» **Exercise**: How do the lines below between the ones holding "I think that adds" and "Whenever I run", inclusive, read? Give them again exactly, with no other lines.
+-------+
PR #3126, opened 2023-07-21
Mention Earthly Satellites when not logged in

vladaionescu:
Screenshot 2023-07-21 at 4 20 33 PM

### DIFF
--- a/cmd/earthly/build_cmd.go
+++ b/cmd/earthly/build_cmd.go
@@ -233,9 +233,9 @@ func (app *earthlyApp) actionBuildImp(cliCtx *cli.Context, flagArgs, nonFlagArgs
 		} else {
 			defer func() { // Defer this to keep log upload code together
 				app.console.Printf(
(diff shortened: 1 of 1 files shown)


nelsam:
I think it might be nice to have a setting to disable this - e.g. if I've got an account but haven't set it up in my CI yet, I could envision this getting kind of annoying. `earthly config global.marketing disabled` or something?

What do you think, @vladaionescu?

vladaionescu:
I think that adds more complexity than is needed at this point. We could do that if it becomes a popular request.

Although I'm thinking of whether I should reduce this to a single line to reduce the annoyance.

nelsam:
:shrug: I don't think the message is too intrusive as is, I can just see it feeling like a watermark on my CI builds in my open source projects :/ granted, most CIs have secrets, but I kind of hate configuring secrets for my smaller open source projects. I know I would personally want an easy way to remove the "watermark" without needing to set up secrets and all that.

nelsam (approved):

PR #3136, opened 2023-07-24
Add a Zig Example

dchw:
I was working on learning it _anyways_, figured may as well make a simple example :D


alexcb (approved):
this looks cool! I see zig is designed with a goal of making it integrate with existing C codebases.... would be really cool to see it combined in an example... but only if you want to play around with that side of it :)

dchw:
It feels like go, but with a manual transmission

PR #3140, opened 2023-07-25
Remove AMI Bake

dchw:
Since this is moved internally now (and part of the Satellites release process), we can remove this release here. I think I got everything? I am unsure how to test the release outside of actually doing it, if there is a good way; let me know.


alexcb (approved):
thanks for the cleanup.

Issue #3135, opened 2023-07-22
Earthly is not respecting proxy variables, causing 5-second delay startup trying to talk to api.earthly.dev


gblewis1:
**What went wrong?**
Whenever I run earthly to build a target on my corporate network machine (Linux x86_64), it is spending about 5 seconds trying to ping the API during Init. I have traced this delay to the `func (c *Client) WhoAmI(ctx context.Context) (string, string, bool, error)` function, specifically inside `c.ping(ctx)`. The primary difference between the corporate network machine and an Internet-connected machine is that the corporate network blocks all outside IP access and forces http/https requests through a proxy. 

I have verified that when I take the machine off the corporate VPN and run earthly on an Internet network, the Init phase does not hang for 5 seconds here. It looks like earthly is not respecting my http/https proxy environment variables when trying to connect to https://api.earthly.dev.

**What should have happened?**
I would like to see a way to disable the call to api.earthly.dev, and also to have Earthly respect the proxy variables when trying to connect. I have not yet found any workarounds to this.

alexcb:
> I would like to see a way to disable the call to api.earthly.dev

This already exists, you need to set `EARTHLY_DISABLE_ANALYTICS=1` (or `DO_NOT_TRACK=1`); it's documented under `--help` and also in our CHANGELOG.

We even have a test for it: https://github.com/earthly/earthly/blob/main/tests/do-not-track/Earthfile#L25-L33

It does seem odd that the proxy envs aren't being used though -- I'll leave this issue open for users who require a proxy connection; thanks for reporting this.

gblewis1:
> > I would like to see a way to disable the call to api.earthly.dev
> 
> This already exists, you need to set `EARTHLY_DISABLE_ANALYTICS=1` (or `DO_NOT_TRACK=1`); it's documented under `--help` and also in our CHANGELOG.
> 
> We even have a test for it: https://github.com/earthly/earthly/blob/main/tests/do-not-track/Earthfile#L25-L33
> 
> It does seem odd that the proxy envs aren't being used though -- I'll leave this issue open for users who require a proxy connection; thanks for reporting this.

[...]

PR #3141, opened 2023-07-25
use HTTP_PROXY/HTTPS_PROXY envs

alexcb:


alexcb:
fixes #3135

nelsam (approved):
Looks good. Two questions (for follow-ups):

1. Should we have a test for this? It wouldn't be too hard to make a little `httptest.NewServer`, try to make an HTTP request with the cloud client with the proxy env set, and ensure the server receives a request.
2. Does our gRPC client support the proxy variables already? Do we need a follow-up PR to support these in gRPC land?

alexcb:
> Should we have a test for this? It wouldn't be too hard to make a little httptest.NewServer, try to make an HTTP request with the cloud client with the proxy env set, and ensure the server receives a request.

This feels a little overkill given `http.ProxyFromEnvironment` comes from the stdlib, I would personally rather see an integration test that stubs out our backend services, then we could run it with `--network=none`.

> Does our gRPC client support the proxy variables already?

fortunately it's supported by default: https://github.com/grpc/grpc-go/blob/master/Documentation/proxy.md

PR #3163, opened 2023-08-03
include dind base os version in tag

alexcb:
New dind image tags are:

    earthly/dind:alpine-3.18 (which is also earthly/dind:alpine)
    earthly/dind:ubuntu-20.04
    earthly/dind:ubuntu-23.04 (which is also earthly/dind:ubuntu)


nelsam (commented):
This looks fine, but there are a lot of test failures. It seems like some of them might be real.

alexcb:
These images ended up getting pushed :facepalm: which is why the tests are failing now.

The tests are not setup to rebuild the dind images each time.

i'll submit a fix for the tests in this PR too, but this has broken main

nelsam (approved):
Seems fine, and tests look to be fixed, so :crossed_fingers:

PR #3171, opened 2023-08-08
Fix missing web command URL test

mikejholly:


alexcb:
this appears to be the same as #3170 cc @Velutas

mikejholly:
> this appears to be the same as #3170 cc @Velutas

Cool. Feel free to merge either one once the tests pass.

PR #3176, opened 2023-08-09
Update dind docker hub readme

alexcb:
This additionally moves the docker hub readme update scripts to a separate workflow file.

### DIFF
--- a/.github/workflows/update-docker-hub-readmes.yml
+++ b/.github/workflows/update-docker-hub-readmes.yml
@@ -1,0 +1,43 @@
+name: Docker CI Ubuntu
+
+on:
+  push:
+    branches: [ main ]
+    paths: [ docs/** ]
+
+jobs:
+  update-docker-hub-readmes:
+    name: update dockerhub readmes
+    if: github.event_name == 'push'
+    runs-on: ubuntu-latest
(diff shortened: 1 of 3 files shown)


alexcb:
Note that I'm currently working on a follow up PR that will include the docker version in the tags. That follow up PR will update this readme.

.github/workflows/update-docker-hub-readmes.yml
```diff
@@ -0,0 +1,42 @@
+name: Docker CI Ubuntu
+
+on:
+  push:
+    branches: [ main ]
```
nelsam, line 5: Should we include a `paths` option so we only run this job if the `docs` folder changes? `paths: [ 'docs/**' ]` would probably do it.

It's not a big deal, but with the GHA problems we seem to have, being more selective about when we run jobs might be useful. :)

nelsam (approved):
It all looks good. The `paths` selector in the workflow is not really important.

.github/workflows/update-docker-hub-readmes.yml
alexcb: ah good call, i'll add that back in.

PR #3178, opened 2023-08-09
include docker version in dind tag

alexcb:
earthly/dind images will now include the docker version in the tag.

For example:

    alpine-3.18-docker-23.0.6-r4
    ubuntu-23.04-docker-24.0.5-1

Additionally we will tag images to include when they were produced.

For example:

    alpine-3.18-docker-23.0.6-r4-20230808225455
    ubuntu-23.04-docker-24.0.5-1-20230808225455

### DIFF
--- a/Earthfile
+++ b/Earthfile
@@ -552,25 +552,32 @@ ci-release:
 
 # dind builds both the alpine and ubuntu dind containers for earthly
 dind:
-    ARG OS_IMAGE # e.g. alpine, ubuntu
-    ARG OS_VERSION # e.g. 3.18.0, 23.04
+    ARG --required OS_IMAGE # e.g. alpine, ubuntu
+    ARG --required OS_VERSION # e.g. 3.18.0, 23.04
+    ARG --required DOCKER_VERSION # e.g. 20.10.14
     FROM $OS_IMAGE:$OS_VERSION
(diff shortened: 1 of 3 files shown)


Earthfile
```diff
@@ -552,25 +552,32 @@ ci-release:
 
 # dind builds both the alpine and ubuntu dind containers for earthly
 dind:
-    ARG OS_IMAGE # e.g. alpine, ubuntu
-    ARG OS_VERSION # e.g. 3.18.0, 23.04
+    ARG --required OS_IMAGE # e.g. alpine, ubuntu
+    ARG --required OS_VERSION # e.g. 3.18.0, 23.04
+    ARG --required DOCKER_VERSION # e.g. 20.10.14
```
nelsam, line 557: For `earthly doc` sake, I think it might be useful to move these comments above:
```suggestion
    # OS_IMAGE is the base image to use, e.g. alpine, ubuntu
    ARG --required OS_IMAGE
    # OS_VERSION is the version of the base OS to use, e.g. 3.18.0, 23.04
    ARG --required OS_VERSION
    # DOCKER_VERSION is the version of docker to use, e.g. 20.10.14
    ARG --required DOCKER_VERSION
```

nelsam (approved):
LGTM! minor doc comment suggestion aside.

Earthfile
alexcb: good point!

PR #3186, opened 2023-08-14
Update rust example to use CACHE and FROM to speed up compilation times

Velutas:


examples/rust/Earthfile
```diff
@@ -16,13 +18,10 @@ build-cache:
     FROM +install-chef
     COPY +prepare-cache/recipe.json ./
     RUN cargo chef cook --release
-    SAVE ARTIFACT target
-    SAVE ARTIFACT $CARGO_HOME cargo_home
 
 build:
+    FROM +build-cache
```
Velutas, line 23: This is the biggest time improvement when testing

alexcb (commented):
something seems off with these `CACHE` commands,

I ran `earthly ./examples/rust+build`, then I applied:

```
diff --git a/examples/rust/Earthfile b/examples/rust/Earthfile
index 32475dba..10d7502a 100644
--- a/examples/rust/Earthfile
+++ b/examples/rust/Earthfile
@@ -5,6 +5,8 @@ WORKDIR /rustexample
 install-chef:
     CACHE cargo_home
     CACHE target
+    RUN ls -la cargo_home
+    RUN ls -la target
     RUN cargo install --debug cargo-chef
```

and when I re-ran this earthly, I got:

```
./examples/rust+install-chef | --> RUN ls -la cargo_home
./examples/rust+install-chef | total 8
./examples/rust+install-chef | drwxr-xr-x 2 root root 4096 Aug 14 23:48 .
./examples/rust+install-chef | drwxr-xr-x 1 root root 4096 Aug 14 23:51 ..
./examples/rust+install-chef | --> RUN ls -la target
./examples/rust+install-chef | total 8
./examples/rust+install-chef | drwxr-xr-x 2 root root 4096 Aug 14 23:48 .
./examples/rust+install-chef | drwxr-xr-x 1 root root 4096 Aug 14 23:51 ..
```

indicating these directories are empty -- is that expected?

Velutas:
> something seems off with these `CACHE` commands,
> 
> I ran `earthly ./examples/rust+build`, then I applied:
> ...
> ...
> indicating these directories are empty -- is that expected?

That's odd, there is a significant speed improvement when I include the CACHE there vs. when I do not for when the TOML file changes. I'll look into what is happening some more to ensure it is as expected

Velutas:
Checking again the CACHE was in the wrong location. Tested again and it is working as expected now

alexcb (approved):

PR #3193, opened 2023-08-16
states/image: remove redundant nil check

Juneezee:
From the Go docs:

> "If the map is nil, the number of iterations is 0." https://go.dev/ref/spec#For_range

Therefore, an additional nil check for before the loop is unnecessary. Example: https://go.dev/play/p/Cw_wnqYzemu


nelsam (approved):
lgtm! thanks for the contribution!

alexcb:
I tested this manually via `./build/linux/amd64/earthly -P +test`, looks good.

PR #3194, opened 2023-08-16
prevent frontend_test from panicing

alexcb:
Switch to using require instead of assert to avoid continuing past an error and then panicing on a nil pointer dereference.

### DIFF
--- a/util/containerutil/alias_test.go
+++ b/util/containerutil/alias_test.go
@@ -1,0 +1,19 @@
+package containerutil_test
+
+import (
+	"github.com/stretchr/testify/require"
+)
+
+var (
+	NoError  = require.NoError
+	Equal    = require.Equal
+	NotEqual = require.NotEqual
+	Nil      = require.Nil
+	NotNil   = require.NotNil
+	True     = require.True
+	False    = require.False
+	Error    = require.Error
+	Len      = require.Len
+	Contains = require.Contains
+	Empty    = require.Empty
+)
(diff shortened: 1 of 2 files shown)


util/containerutil/alias_test.go
```diff
@@ -0,0 +1,19 @@
+package containerutil_test
+
+import (
+	"github.com/stretchr/testify/require"
+)
+
+var (
+	NoError  = require.NoError
```
mikejholly, line 8: Why this style over `. "github.com/stretchr/testify/require"`, out of curiosity?

util/containerutil/alias_test.go
```diff
@@ -0,0 +1,19 @@
+package containerutil_test
+
+import (
+	"github.com/stretchr/testify/require"
```
mikejholly, line 4: I kind of prefer `require` over `assert` as those panics can be a hassle.

mikejholly (approved):

util/containerutil/alias_test.go
alexcb: it makes it possible to `grep` for the function, otherwise grepping for `Nil` won't match the `. "github.com/stretchr/testify/require"`.

We have a few older tests that still use the `. "github.com/stretchr/testify/require"` includes, which haven't been switched over.

util/containerutil/alias_test.go
alexcb: me too -- that's why this PR exists :)

util/containerutil/alias_test.go
mikejholly: Not sure what you mean. Wouldn't `Nil` still be present in the test file?

mikejholly: I see. Fair enough.

PR #3195, opened 2023-08-17
Enable Logstream by default

mikejholly:
This PR enables the Logstream integration by default. It includes a few test fixes where there were some differences in how logging was handled. Before we merged, I'd like to do some basic load testing of the new Logstream database sharding to make sure we can support the rollout.

### DIFF
--- a/.github/workflows/ci-docker-ubuntu-legacy-logs.yml
+++ b/.github/workflows/ci-docker-ubuntu-legacy-logs.yml
@@ -1,0 +1,203 @@
+name: Docker CI Ubuntu (Legacy Logs)
+
+on:
+  push:
+    branches: [ main ]
+    paths-ignore: [ docs/** ]
+  pull_request:
+    branches: [ main ]
+
+jobs:
+  docker-tests-quick:
+    needs: build-earthly
+    uses: ./.github/workflows/reusable-test.yml
+    with:
+      TEST_TARGET: "+test-quick"
+      BUILT_EARTHLY_PATH: "./build/linux/amd64/earthly"
+      RUNS_ON: "ubuntu-latest"
+      BINARY: "docker"
+      SUDO: ""
+      LOGBUS: "--logstream false"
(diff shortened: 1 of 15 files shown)


alexcb (commented):
looks promising!

Is it possible to extend our tests to cover both logstream and non-logstream code?

I worry that we'll loose test coverage of our old non-logstream code, which could lead to regressions.

mikejholly:
@alexcb Would that mean running many of the tests twice? It's not super clear to me why there are output differences when Logstream is enabled. My assumption is that the output would just be captured and written to the LS service. However, it seems like a solid chunk of code is duplicated between the 2 implementations.

alexcb:
> @alexcb Would that mean running many of the tests twice?

Unfortunately yes, but we should limit it to a subset of the tests -- perhaps only the docker-based tests. Maybe it could be further limited to tests that look at the output of earthly (e.g. the various secrets-based tests which you had to change)

> It's not super clear to me why there are output differences when Logstream is enabled

The logstream code is completely different from the non-logstream code, and follows a different code path.

Take for instance, the old code under `solvermon/solvermon.go`, which has been reimplemented under `logbus/solvermon/solvermon.go`. 

This is why the `Repeating the output of the command that caused the failure` message changed to `Repeating the failure error...` when you enabled the feature.

> However, it seems like a solid chunk of code is duplicated between the 2 implementations

unfortunately yes! But until we delete the old code, we should try to support both, in order to:

1. maintain the stability of earthly for users who don't (yet) want to enable logbus, and 
2. make it easier for us in the event that we need to rollback `DefaultLogstreamUpload = true` to `false`. If this were to happen we should ideally just be able to submit a single-line change for this boolean, and not have to change anything related to tests.

Once we are confident logbus is working, then we'll want to delete the old code and tests that cover the old functionality.

mikejholly:
Closing in favor of #3199, where I'm incrementally enabling Logstream in tests.

PR #951, opened 2019-10-02
Swap sin and cos for unit circle

### LINKED ISSUE #914: 2020: CURVES: unit circle non-standard
The usual mathematical definition of the unit circle has it start on the right and go anticlockwise. The unit circle of the CURVES libary starts at the top and goes clockwise! The roles of sine and cosine need to be flipped.

JingYenLoh:
Fixes #914


martin-henz:
This needs careful review of the missions. I'm adding an Issue in the missions repo.

PR #958, opened 2019-10-10
[ENV] Fix various bugs, improve arrow layout

lumos309:
* Fixed anonymous functions not pointing back to program environment when appropriate
* Fixed arrows for multiple names in same frame pointing to same object not appearing
* Reduce overlapping object arrows

Todo: 
Refine implementations for points 2 and 3


martin-henz:
This was a critical bug. Ive checked the offending example.

More testing needed later.

PR #974, opened 2019-10-25
Bump js-slang

openorclose:
https://github.com/source-academy/js-slang/pull/362

### DIFF
--- a/package-lock.json
+++ b/package-lock.json
@@ -10202,9 +10202,9 @@
       "integrity": "sha512-hm2nYpDrwoO/OzBhdcqs/XGT6XjSuSSCVEpia+Kl2J6x4CYt5hISlVL/AYU1khoDXv0AQVgxtdJySb9gjAn56Q=="
     },
     "js-slang": {
-      "version": "0.3.4",
-      "resolved": "https://registry.npmjs.org/js-slang/-/js-slang-0.3.4.tgz",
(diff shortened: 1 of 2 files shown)


martin-henz:
Is merge deployed already? 

I'm asking because I might want to squeeze in a change in the parse function of Source §4, if you could wait a while.

openorclose:
> Is merge deployed already?
> 
> I'm asking because I might want to squeeze in a change in the parse function of Source §4, if you could wait a while.

Yeah I don't think there's a deploy yet

martin-henz:
OK. Want to check with you: I don't like the verbosity of the output of the parse function. It has all this debugging info: line and position numbers, which distract the students and which add clutter. In the course we don't use this info. It's of course needed for any serious work, but I think that would go beyond the purpose of this module. So I'm thinking of cutting out all that stuff from the parser. Any views?

openorclose:
> OK. Want to check with you: I don't like the verbosity of the output of the parse function. It has all this debugging info: line and position numbers, which distract the students and which add clutter. In the course we don't use this info. It's of course needed for any serious work, but I think that would go beyond the purpose of this module. So I'm thinking of cutting out all that stuff from the parser. Any views?

Yeah that sounds good, we can have `parse` that doesn't have the line and location, and `parse_verbose` that works like how the current `parse` works.

martin-henz:
That's a good idea! Can you set that up? Would save me a lot of time!

PR #980, opened 2019-11-03
Set default source chapter to 4

chrisgzf:


martin-henz:
No harm in this. Best set to Source §4 for the rest of the semester. I'll propose a different approach in an Issue for next year.

PR #982, opened 2019-11-04
Mission editor fix globals not loading

blackening:
This tries to parse the globals when the mission is loaded into the mission editor.

If there are any failures, they will be shown inside the browser console.


seanlowjk:
currently i'm not sure how to test it !

Are there any situations where this error occur? Thanks ><

PR #1000, opened 2020-02-06
Create a vanilla source mode based on brace/mode/javascript and enable autocompletion

BobbyZhouZijian:
1. Import javascript mode from "src/components/workspace/editorMode/source-mode.js instead of "brace/mode/javascript."

2. Enable autocompletion inside Editor.tsx at setOptions


martin-henz:
You call the file:
workspace/editorMode/source-mode.js
I think in Ace, the mode files just carry the name of the language, not "-mode", so I think we should rename it to 
workspace/editorMode/source.js

PR #1004, opened 2020-02-20
fix issues with colouring and add keywords of all source chapters

BobbyZhouZijian:
1. change the keys of KeyWordMapper back to string type.
2. change the imported highlight rules for SourceMode to SourceHighlightRules
3. add function names for source chapter1-4

### DIFF
--- a/src/components/workspace/editorMode/source.js
+++ b/src/components/workspace/editorMode/source.js
@@ -63,148 +63,63 @@ function _DocCommentHighlightRules(acequire, exports, module) {
 function _SourceHighlightRules(acequire, exports, module) {
     "use strict";
     
-    //parent classes to be inherited
     const oop = acequire("../lib/oop");
     const DocCommentHighlightRules = acequire("./doc_comment_highlight_rules").DocCommentHighlightRules;
     const TextHighlightRules = acequire("./text_highlight_rules").TextHighlightRules;
-    
-    // TODO: Unicode escape sequences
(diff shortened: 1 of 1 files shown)


src/components/workspace/editorMode/source.js
```diff
@@ -63,63 +63,99 @@ function _DocCommentHighlightRules(acequire, exports, module) {
 function _SourceHighlightRules(acequire, exports, module) {
     "use strict";
     
+    //parent classes to be inherited
     const oop = acequire("../lib/oop");
     const DocCommentHighlightRules = acequire("./doc_comment_highlight_rules").DocCommentHighlightRules;
     const TextHighlightRules = acequire("./text_highlight_rules").TextHighlightRules;
-    const identifierRegex = "[a-zA-Z\\$_\u00a1-\uffff]-[a-zA-Z\\d\\$_\u00a1-\uffff]*";
-
+
```
martin-henz: Avoid repetition of names. The Source languages form a strict hierarchy, so a predeclared name in Source §x is also a predeclared name in Source §(x+i), i > 0. 

You should exploit this by concatenating the names:
const chapter2 = chapter1 + "...";
etc

BobbyZhouZijian: i see. i will make changes to it

BobbyZhouZijian:
move the source mode and theme to  js-slang

PR #1022, opened 2020-03-19
Add support for Source 3 Concurrent

jonchan51:
Adds support for Source 3 Concurrent on cadet-frontend. 
Features that are not supported have been hidden from view when Source 3.4 is selected.
This includes the following:
- Eval Button
- REPL input
- Inspector
- Environment Visualizer

Breakpoint insertion has not been removed, as we might be adding support for them in the future.

Deployed version available [here](https://jonchan51.github.io/playground)


src/components/Playground.tsx
```diff
@@ -232,6 +240,21 @@ class Playground extends React.Component<IPlaygroundProps, PlaygroundState> {
...
     );
 
+    const playgroundIntroductionTab: SideContentTab = {
+      label: 'Introduction',
+      iconName: IconNames.COMPASS,
+      body: (
+        <Markdown
+          content={
+            INTRODUCTION +
+            (this.props.sourceVariant === 'concurrent' ? CONCURRENT_SOURCE_INTRODUCTION : '')
```
martin-henz, line 250: Nice to see a scheme how we can evolve these intro sections and make them specific to the particular Source language.

PR #1027, opened 2020-03-24
update testcases due to blueprint upgrade

martin-henz:


martin-henz:
Tried to upgrade blueprint, and re-generated the testcases.

PR #1051, opened 2020-04-07
Autocomplete feature

tuesmiddt:
- Enable autocompletion prompt
- Prompt names in scope including built-ins and external libraries
- Display documentation where possible

TODO:
- Disable prompt when declaring function parameters.

### DIFF
--- a/src/sagas/workspaces.ts
+++ b/src/sagas/workspaces.ts
@@ -107,16 +107,35 @@ export default function* workspaceSaga(): SagaIterator {
       (state: IState) => (state.workspaces[workspaceLocation] as IWorkspaceState).context
     );
 
-    const code: string = yield select(
-      (state: IState) => (state.workspaces[workspaceLocation] as IWorkspaceState).editorValue!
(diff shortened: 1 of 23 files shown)


src/sagas/workspaces.ts
```diff
@@ -96,6 +98,61 @@ export default function* workspaceSaga(): SagaIterator {
...
+    );
+
+    const editorSuggestions = editorNames.map((name: any) => ({
+      caption: name.name,
+      value: name.name,
+      meta: name.meta,
+      score: 1000 // Prioritize suggestions from code
+    }));
+
+    const builtinSuggestions = Documentation.builtins[context.chapter] || [];
```
jonchan51, line 141: Hi, was looking at the frontend and realised that the variants aren't supported yet.
image
I took a look and suggest something along the lines of the above. Not sure if there are any consequences of doing that right now though, and whether other variants are able to do something like this.
The inserted code in the screenshot works for Source 3 Concurrent at least.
+-------+
» **Answer to this task**:
I think that adds more complexity than is needed at this point. We could do that if it becomes a popular request.

Although I'm thinking of whether I should reduce this to a single line to reduce the annoyance.

nelsam:
:shrug: I don't think the message is too intrusive as is, I can just see it feeling like a watermark on my CI builds in my open source projects :/ granted, most CIs have secrets, but I kind of hate configuring secrets for my smaller open source projects. I know I would personally want an easy way to remove the "watermark" without needing to set up secrets and all that.

nelsam (approved):

PR #3136, opened 2023-07-24
Add a Zig Example

dchw:
I was working on learning it _anyways_, figured may as well make a simple example :D


alexcb (approved):
this looks cool! I see zig is designed with a goal of making it integrate with existing C codebases.... would be really cool to see it combined in an example... but only if you want to play around with that side of it :)

dchw:
It feels like go, but with a manual transmission

PR #3140, opened 2023-07-25
Remove AMI Bake

dchw:
Since this is moved internally now (and part of the Satellites release process), we can remove this release here. I think I got everything? I am unsure how to test the release outside of actually doing it, if there is a good way; let me know.


alexcb (approved):
thanks for the cleanup.

Issue #3135, opened 2023-07-22
Earthly is not respecting proxy variables, causing 5-second delay startup trying to talk to api.earthly.dev


gblewis1:
**What went wrong?**
Whenever I run earthly to build a target on my corporate network machine (Linux x86_64), it is spending about 5 seconds trying to ping the API during Init. I have traced this delay to the `func (c *Client) WhoAmI(ctx context.Context) (string, string, bool, error)` function, specifically inside `c.ping(ctx)`. The primary difference between the corporate network machine and an Internet-connected machine is that the corporate network blocks all outside IP access and forces http/https requests through a proxy. 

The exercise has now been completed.